[Data for review]

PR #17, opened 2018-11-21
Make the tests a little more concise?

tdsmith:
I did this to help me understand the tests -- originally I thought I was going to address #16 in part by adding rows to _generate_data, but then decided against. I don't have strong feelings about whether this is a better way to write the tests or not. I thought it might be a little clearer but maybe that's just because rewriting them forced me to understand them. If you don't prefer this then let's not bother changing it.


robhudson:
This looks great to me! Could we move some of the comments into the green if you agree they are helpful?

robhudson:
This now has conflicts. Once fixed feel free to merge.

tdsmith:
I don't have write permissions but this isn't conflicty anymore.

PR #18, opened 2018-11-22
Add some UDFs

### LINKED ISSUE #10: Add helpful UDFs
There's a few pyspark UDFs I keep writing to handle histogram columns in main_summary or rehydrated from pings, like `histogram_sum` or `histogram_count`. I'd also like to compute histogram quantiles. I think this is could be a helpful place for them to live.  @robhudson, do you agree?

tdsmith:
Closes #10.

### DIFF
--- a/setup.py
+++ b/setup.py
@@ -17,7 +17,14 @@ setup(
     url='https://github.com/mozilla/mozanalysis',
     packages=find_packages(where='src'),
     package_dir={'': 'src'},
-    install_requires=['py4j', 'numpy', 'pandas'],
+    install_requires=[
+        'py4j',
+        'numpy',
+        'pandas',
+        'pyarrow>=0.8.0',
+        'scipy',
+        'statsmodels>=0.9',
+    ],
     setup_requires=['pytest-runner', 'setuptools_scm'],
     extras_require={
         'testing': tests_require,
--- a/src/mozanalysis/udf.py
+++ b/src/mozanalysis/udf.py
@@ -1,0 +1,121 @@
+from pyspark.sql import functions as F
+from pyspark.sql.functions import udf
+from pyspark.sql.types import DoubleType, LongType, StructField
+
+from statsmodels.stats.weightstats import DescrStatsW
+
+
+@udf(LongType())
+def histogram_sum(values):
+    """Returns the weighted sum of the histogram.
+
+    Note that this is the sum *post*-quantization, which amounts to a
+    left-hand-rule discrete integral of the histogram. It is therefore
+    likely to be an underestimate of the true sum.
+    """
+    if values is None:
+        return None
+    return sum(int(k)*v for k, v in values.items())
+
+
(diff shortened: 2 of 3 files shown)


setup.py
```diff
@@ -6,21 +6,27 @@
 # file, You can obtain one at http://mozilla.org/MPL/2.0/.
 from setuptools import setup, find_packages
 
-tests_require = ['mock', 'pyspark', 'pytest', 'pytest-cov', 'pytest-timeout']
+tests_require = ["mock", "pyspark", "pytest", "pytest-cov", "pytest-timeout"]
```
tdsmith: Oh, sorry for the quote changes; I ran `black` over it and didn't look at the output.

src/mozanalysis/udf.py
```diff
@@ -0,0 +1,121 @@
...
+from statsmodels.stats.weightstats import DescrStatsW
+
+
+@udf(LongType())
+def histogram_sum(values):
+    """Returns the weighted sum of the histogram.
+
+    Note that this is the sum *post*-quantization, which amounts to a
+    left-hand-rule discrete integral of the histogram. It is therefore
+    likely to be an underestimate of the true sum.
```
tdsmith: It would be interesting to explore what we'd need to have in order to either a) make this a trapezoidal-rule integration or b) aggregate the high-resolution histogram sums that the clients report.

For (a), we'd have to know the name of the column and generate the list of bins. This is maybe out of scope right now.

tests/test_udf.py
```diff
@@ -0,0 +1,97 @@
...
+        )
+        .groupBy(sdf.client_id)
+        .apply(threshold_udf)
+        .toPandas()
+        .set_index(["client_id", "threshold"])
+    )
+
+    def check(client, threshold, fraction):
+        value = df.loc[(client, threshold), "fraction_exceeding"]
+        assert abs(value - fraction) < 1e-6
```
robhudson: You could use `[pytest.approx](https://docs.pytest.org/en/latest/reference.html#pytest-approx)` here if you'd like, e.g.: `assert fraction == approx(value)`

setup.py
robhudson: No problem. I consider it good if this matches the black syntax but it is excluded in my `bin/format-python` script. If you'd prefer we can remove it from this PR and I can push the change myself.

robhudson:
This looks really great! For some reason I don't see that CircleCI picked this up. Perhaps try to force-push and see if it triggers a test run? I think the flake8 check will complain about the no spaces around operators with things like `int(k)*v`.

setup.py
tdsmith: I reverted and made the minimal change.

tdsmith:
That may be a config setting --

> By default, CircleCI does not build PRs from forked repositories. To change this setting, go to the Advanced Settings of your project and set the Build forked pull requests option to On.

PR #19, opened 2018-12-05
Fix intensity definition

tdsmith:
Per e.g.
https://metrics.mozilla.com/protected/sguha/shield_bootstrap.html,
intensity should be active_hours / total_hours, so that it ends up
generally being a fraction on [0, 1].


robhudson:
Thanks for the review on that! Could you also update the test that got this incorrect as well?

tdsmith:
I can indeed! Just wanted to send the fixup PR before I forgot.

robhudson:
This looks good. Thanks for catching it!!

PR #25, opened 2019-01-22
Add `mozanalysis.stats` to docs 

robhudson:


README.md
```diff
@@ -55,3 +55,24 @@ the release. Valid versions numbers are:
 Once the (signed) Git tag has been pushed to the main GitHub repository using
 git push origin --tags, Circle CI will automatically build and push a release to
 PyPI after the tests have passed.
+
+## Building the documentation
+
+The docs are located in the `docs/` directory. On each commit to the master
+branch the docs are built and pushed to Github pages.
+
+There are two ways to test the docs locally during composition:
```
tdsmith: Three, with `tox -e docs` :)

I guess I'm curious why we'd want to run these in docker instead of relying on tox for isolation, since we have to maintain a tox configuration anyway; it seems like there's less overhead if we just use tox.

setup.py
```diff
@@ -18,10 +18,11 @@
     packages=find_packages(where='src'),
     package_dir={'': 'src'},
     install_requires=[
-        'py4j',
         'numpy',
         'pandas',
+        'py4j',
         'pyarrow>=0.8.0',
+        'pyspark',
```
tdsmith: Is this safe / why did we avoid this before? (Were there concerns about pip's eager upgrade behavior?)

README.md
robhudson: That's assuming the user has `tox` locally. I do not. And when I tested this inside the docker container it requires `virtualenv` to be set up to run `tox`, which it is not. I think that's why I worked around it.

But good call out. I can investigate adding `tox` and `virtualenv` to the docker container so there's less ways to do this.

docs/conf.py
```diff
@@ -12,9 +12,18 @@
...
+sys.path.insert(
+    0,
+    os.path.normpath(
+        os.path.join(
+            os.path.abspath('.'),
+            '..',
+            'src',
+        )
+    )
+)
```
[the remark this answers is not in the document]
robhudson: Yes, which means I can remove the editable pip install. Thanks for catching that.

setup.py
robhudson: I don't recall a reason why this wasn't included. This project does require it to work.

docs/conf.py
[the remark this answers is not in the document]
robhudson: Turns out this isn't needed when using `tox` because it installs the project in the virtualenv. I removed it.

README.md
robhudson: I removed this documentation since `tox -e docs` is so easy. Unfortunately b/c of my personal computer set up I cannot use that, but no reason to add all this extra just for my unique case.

[/Data for review]

*Activity*.
All the data above should be restated in full, exactly.

*Result of the exercise*.
PR #17, opened 2018-11-21
Make the tests a little more concise?

tdsmith:
I did this to help me understand the tests -- originally I thought I was going to address #16 in part by adding rows to _generate_data, but then decided against. I don't have strong feelings about whether this is a better way to write the tests or not. I thought it might be a little clearer but maybe that's just because rewriting them forced me to understand them. If you don't prefer this then let's not bother changing it.


robhudson:
This looks great to me! Could we move some of the comments into the green if you agree they are helpful?

robhudson:
This now has conflicts. Once fixed feel free to merge.

tdsmith:
I don't have write permissions but this isn't conflicty anymore.

PR #18, opened 2018-11-22
Add some UDFs

### LINKED ISSUE #10: Add helpful UDFs
There's a few pyspark UDFs I keep writing to handle histogram columns in main_summary or rehydrated from pings, like `histogram_sum` or `histogram_count`. I'd also like to compute histogram quantiles. I think this is could be a helpful place for them to live.  @robhudson, do you agree?

tdsmith:
Closes #10.

### DIFF
--- a/setup.py
+++ b/setup.py
@@ -17,7 +17,14 @@ setup(
     url='https://github.com/mozilla/mozanalysis',
     packages=find_packages(where='src'),
     package_dir={'': 'src'},
-    install_requires=['py4j', 'numpy', 'pandas'],
+    install_requires=[
+        'py4j',
+        'numpy',
+        'pandas',
+        'pyarrow>=0.8.0',
+        'scipy',
+        'statsmodels>=0.9',
+    ],
     setup_requires=['pytest-runner', 'setuptools_scm'],
     extras_require={
         'testing': tests_require,
--- a/src/mozanalysis/udf.py
+++ b/src/mozanalysis/udf.py
@@ -1,0 +1,121 @@
+from pyspark.sql import functions as F
+from pyspark.sql.functions import udf
+from pyspark.sql.types import DoubleType, LongType, StructField
+
+from statsmodels.stats.weightstats import DescrStatsW
+
+
+@udf(LongType())
+def histogram_sum(values):
+    """Returns the weighted sum of the histogram.
+
+    Note that this is the sum *post*-quantization, which amounts to a
+    left-hand-rule discrete integral of the histogram. It is therefore
+    likely to be an underestimate of the true sum.
+    """
+    if values is None:
+        return None
+    return sum(int(k)*v for k, v in values.items())
+
+
(diff shortened: 2 of 3 files shown)


setup.py
```diff
@@ -6,21 +6,27 @@
 # file, You can obtain one at http://mozilla.org/MPL/2.0/.
 from setuptools import setup, find_packages
 
-tests_require = ['mock', 'pyspark', 'pytest', 'pytest-cov', 'pytest-timeout']
+tests_require = ["mock", "pyspark", "pytest", "pytest-cov", "pytest-timeout"]
```
tdsmith: Oh, sorry for the quote changes; I ran `black` over it and didn't look at the output.

src/mozanalysis/udf.py
```diff
@@ -0,0 +1,121 @@
...
+from statsmodels.stats.weightstats import DescrStatsW
+
+
+@udf(LongType())
+def histogram_sum(values):
+    """Returns the weighted sum of the histogram.
+
+    Note that this is the sum *post*-quantization, which amounts to a
+    left-hand-rule discrete integral of the histogram. It is therefore
+    likely to be an underestimate of the true sum.
```
tdsmith: It would be interesting to explore what we'd need to have in order to either a) make this a trapezoidal-rule integration or b) aggregate the high-resolution histogram sums that the clients report.

For (a), we'd have to know the name of the column and generate the list of bins. This is maybe out of scope right now.

tests/test_udf.py
```diff
@@ -0,0 +1,97 @@
...
+        )
+        .groupBy(sdf.client_id)
+        .apply(threshold_udf)
+        .toPandas()
+        .set_index(["client_id", "threshold"])
+    )
+
+    def check(client, threshold, fraction):
+        value = df.loc[(client, threshold), "fraction_exceeding"]
+        assert abs(value - fraction) < 1e-6
```
robhudson: You could use `[pytest.approx](https://docs.pytest.org/en/latest/reference.html#pytest-approx)` here if you'd like, e.g.: `assert fraction == approx(value)`

setup.py
robhudson: No problem. I consider it good if this matches the black syntax but it is excluded in my `bin/format-python` script. If you'd prefer we can remove it from this PR and I can push the change myself.

robhudson:
This looks really great! For some reason I don't see that CircleCI picked this up. Perhaps try to force-push and see if it triggers a test run? I think the flake8 check will complain about the no spaces around operators with things like `int(k)*v`.

setup.py
tdsmith: I reverted and made the minimal change.

tdsmith:
That may be a config setting --

> By default, CircleCI does not build PRs from forked repositories. To change this setting, go to the Advanced Settings of your project and set the Build forked pull requests option to On.

PR #19, opened 2018-12-05
Fix intensity definition

tdsmith:
Per e.g.
https://metrics.mozilla.com/protected/sguha/shield_bootstrap.html,
intensity should be active_hours / total_hours, so that it ends up
generally being a fraction on [0, 1].


robhudson:
Thanks for the review on that! Could you also update the test that got this incorrect as well?

tdsmith:
I can indeed! Just wanted to send the fixup PR before I forgot.

robhudson:
This looks good. Thanks for catching it!!

PR #25, opened 2019-01-22
Add `mozanalysis.stats` to docs 

robhudson:


README.md
```diff
@@ -55,3 +55,24 @@ the release. Valid versions numbers are:
 Once the (signed) Git tag has been pushed to the main GitHub repository using
 git push origin --tags, Circle CI will automatically build and push a release to
 PyPI after the tests have passed.
+
+## Building the documentation
+
+The docs are located in the `docs/` directory. On each commit to the master
+branch the docs are built and pushed to Github pages.
+
+There are two ways to test the docs locally during composition:
```
tdsmith: Three, with `tox -e docs` :)

I guess I'm curious why we'd want to run these in docker instead of relying on tox for isolation, since we have to maintain a tox configuration anyway; it seems like there's less overhead if we just use tox.

setup.py
```diff
@@ -18,10 +18,11 @@
     packages=find_packages(where='src'),
     package_dir={'': 'src'},
     install_requires=[
-        'py4j',
         'numpy',
         'pandas',
+        'py4j',
         'pyarrow>=0.8.0',
+        'pyspark',
```
tdsmith: Is this safe / why did we avoid this before? (Were there concerns about pip's eager upgrade behavior?)

README.md
robhudson: That's assuming the user has `tox` locally. I do not. And when I tested this inside the docker container it requires `virtualenv` to be set up to run `tox`, which it is not. I think that's why I worked around it.

But good call out. I can investigate adding `tox` and `virtualenv` to the docker container so there's less ways to do this.

docs/conf.py
```diff
@@ -12,9 +12,18 @@
...
+sys.path.insert(
+    0,
+    os.path.normpath(
+        os.path.join(
+            os.path.abspath('.'),
+            '..',
+            'src',
+        )
+    )
+)
```
[the remark this answers is not in the document]
robhudson: Yes, which means I can remove the editable pip install. Thanks for catching that.

setup.py
robhudson: I don't recall a reason why this wasn't included. This project does require it to work.

docs/conf.py
[the remark this answers is not in the document]
robhudson: Turns out this isn't needed when using `tox` because it installs the project in the virtualenv. I removed it.

README.md
robhudson: I removed this documentation since `tox -e docs` is so easy. Unfortunately b/c of my personal computer set up I cannot use that, but no reason to add all this extra just for my unique case.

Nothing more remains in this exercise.